SOURCE DATA: Begin

PR #250, opened 2015-10-16
add code to trigger after_send_error event

junchaowu:
Somehow the after_send_error event is missing from current master. Add it.
Add tracing to the error too.

### DIFF
--- a/tchannel/errors.py
+++ b/tchannel/errors.py
@@ -20,6 +20,8 @@
 
 from __future__ import absolute_import
 
+from tchannel.zipkin.trace import Trace
+
 
 #: The request timed out.
 TIMEOUT = 0x01
@@ -77,7 +79,7 @@ class TChannelError(Exception):
         tracing=None,
     ):
         super(TChannelError, self).__init__(description)
-        self.tracing = tracing
+        self.tracing = tracing or Trace()
         self.id = id
         self.description = description
 
--- a/tchannel/tornado/connection.py
+++ b/tchannel/tornado/connection.py
@@ -33,15 +33,14 @@ from .. import frame
 from .. import glossary
 from .. import messages
 from ..errors import NetworkError
-from ..errors import FatalProtocolError
 from ..errors import TChannelError
 from ..event import EventType
 from ..io import BytesIO
 from ..messages.common import PROTOCOL_VERSION
 from ..messages.common import FlagsType
 from ..messages.common import StreamState
-from ..messages.error import ErrorMessage
 from ..messages.types import Types
+from .message_factory import build_raw_error_message
 from .message_factory import MessageFactory
 from .util import chain
 
@@ -471,25 +470,21 @@ class TornadoConnection(object):
                 # TODO Send error frame back
                 logging.exception("Failed to process %s", repr(message))
 
-    def send_error(self, code, description, message_id):
+    def send_error(self, error):
         """Convenience method for writing Error frames up the wire.
 
-        :param code:
-            Error code
-        :param description:
-            Error description
-        :param message_id:
-            Message in response to which this error is being sent
+        :param error:
+            TChannel Error.
         """
-        if code not in ErrorMessage.ERROR_CODES.keys():
-            raise FatalProtocolError(code)
 
-        return self._write(
-            ErrorMessage(
-                code=code,
-                description=description,
-                id=message_id,
-            ),
+        error_message = build_raw_error_message(error)
+        write_future = self._write(error_message)
+        tornado.ioloop.IOLoop.current().add_future(
+            write_future,
+            lambda f: self.tchannel.event_emitter.fire(
+                EventType.after_send_error,
+                error,
+            )
         )
 
     def ping(self):
--- a/tchannel/tornado/connection.py
+++ b/tchannel/tornado/connection.py
@@ -474,13 +474,12 @@ class TornadoConnection(object):
         """Convenience method for writing Error frames up the wire.
 
         :param error:
-            TChannel Error.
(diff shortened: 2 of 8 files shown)


tchannel/errors.py
```diff
@@ -77,7 +79,7 @@ def __init__(
         tracing=None,
     ):
         super(TChannelError, self).__init__(description)
-        self.tracing = tracing
+        self.tracing = tracing or Trace()
```
blampe: Huh? Why?

tchannel/tornado/connection.py
```diff
@@ -471,25 +470,21 @@ def serve(self, handler):
                 # TODO Send error frame back
                 logging.exception("Failed to process %s", repr(message))
 
-    def send_error(self, code, description, message_id):
+    def send_error(self, error):
```
blampe: This is a breaking change, shouldn't land in a patch.

tchannel/errors.py
junchaowu: Error frame has trace field

tchannel/tornado/connection.py
junchaowu: this is internal api. User won't use it.

tchannel/tornado/dispatch.py
```diff
@@ -220,20 +222,22 @@ def handle_call(self, request, connection):
...
         except Exception as e:
-            msg = "An unexpected error has occurred from the handler"
-            log.exception(msg)
+            log.exception("Unexpected Error: {0}".format(e.message))
 
-            response.set_exception(TChannelError(e.message))
+            error = UnexpectedError(
+                description='An unexpected error occurred from the handler',
+                id=request.id,
+                tracing=request.tracing,
```
blampe: What's going on with all the tracing stuff? Seems like that's a real bugfix that belongs in its own patch with its own tests.

tchannel/tornado/connection.py
```diff
@@ -471,25 +470,21 @@ def serve(self, handler):
...
-        return self._write(
-            ErrorMessage(
-                code=code,
-                description=description,
-                id=message_id,
-            ),
+
+        error_message = build_raw_error_message(error)
+        write_future = self._write(error_message)
+        tornado.ioloop.IOLoop.current().add_future(
```
blampe: So there's an important difference between `add_future` like this and `add_done_callback`. `add_future` schedules things such that another coroutine can run between our future finishing and an event hook firing. `add_done_callback` will execute the hook immediately after the future finishes.

Since event hooks tend to be concerned about things like timing, logging, etc., I think we actually *do* want to use `add_done_callback` with our event hooks. @abhinav would you agree with that?

tchannel/tornado/connection.py
blampe: You're right, I thought I was looking at an event hook.

tchannel/tornado/connection.py
```diff
@@ -471,25 +470,21 @@ def serve(self, handler):
...
         """Convenience method for writing Error frames up the wire.
 
-        :param code:
-            Error code
-        :param description:
-            Error description
-        :param message_id:
-            Message in response to which this error is being sent
+        :param error:
+            TChannel Error.
```
blampe: Reference the actual type with :py:class\`path.to.TheClass\`.

tchannel/tornado/connection.py
abhinav: Sounds reasonable

junchaowu: If your puts time counting things into their event hook, will it results incorrect value?

tchannel/tornado/dispatch.py
```diff
@@ -149,14 +147,18 @@ def handle_call(self, request, connection):
...
 
         if request.endpoint in self.handlers and requested_as != expected_as:
-            connection.send_error(
-                ErrorCode.bad_request,
-                "Your serialization was '%s' but the server expected '%s'" % (
-                    requested_as,
-                    expected_as,
+            connection.send_error(BadRequestError(
+                description=(
+                    "Your serialization was '%s' but the server expected '%s'"
```
abhinav: I would just do,

> Server expected a "%s" request but got "%s"

So it'll end up like 'Server expected "thrift" request but got "json"'.

tchannel/tornado/dispatch.py
```diff
@@ -220,20 +222,22 @@ def handle_call(self, request, connection):
...
-                e.message,
-                request.id,
-            )
+            e.tracing = request.tracing
+            e.id = request.id
+            connection.send_error(e)
         except Exception as e:
-            msg = "An unexpected error has occurred from the handler"
-            log.exception(msg)
+            log.exception("Unexpected Error: {0}".format(e.message))
```
abhinav: We don't use `str.format` anywhere else in the library. Let's use `%`-based formatting here too.

tchannel/tornado/connection.py
blampe: Right.

`a().add_done_callback(b)` -> `a b c`

`add_future(a(), b) -> a c b` (potentially)

tchannel/tornado/dispatch.py
junchaowu: I checked this link: http://stackoverflow.com/questions/5082452/python-string-formatting-vs-format

% maybe not good.

abhinav: We've had this discussion before. I'm not aware of any concrete reasons why one is better than the other. 

The reason I'm asking for the change here is solely for consistency.

abhinav:
lgtm

PR #261, opened 2015-10-20
fix comment using second instead of ms

junchaowu:


junchaowu:
compared with wrong branch.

SOURCE DATA: End

▸ WORK INSTRUCTION:
If the word "would" is on a line above, return that line.

▸ EXERCISE ANSWER:
Since event hooks tend to be concerned about things like timing, logging, etc., I think we actually *do* want to use `add_done_callback` with our event hooks. @abhinav would you agree with that?
abhinav: I would just do,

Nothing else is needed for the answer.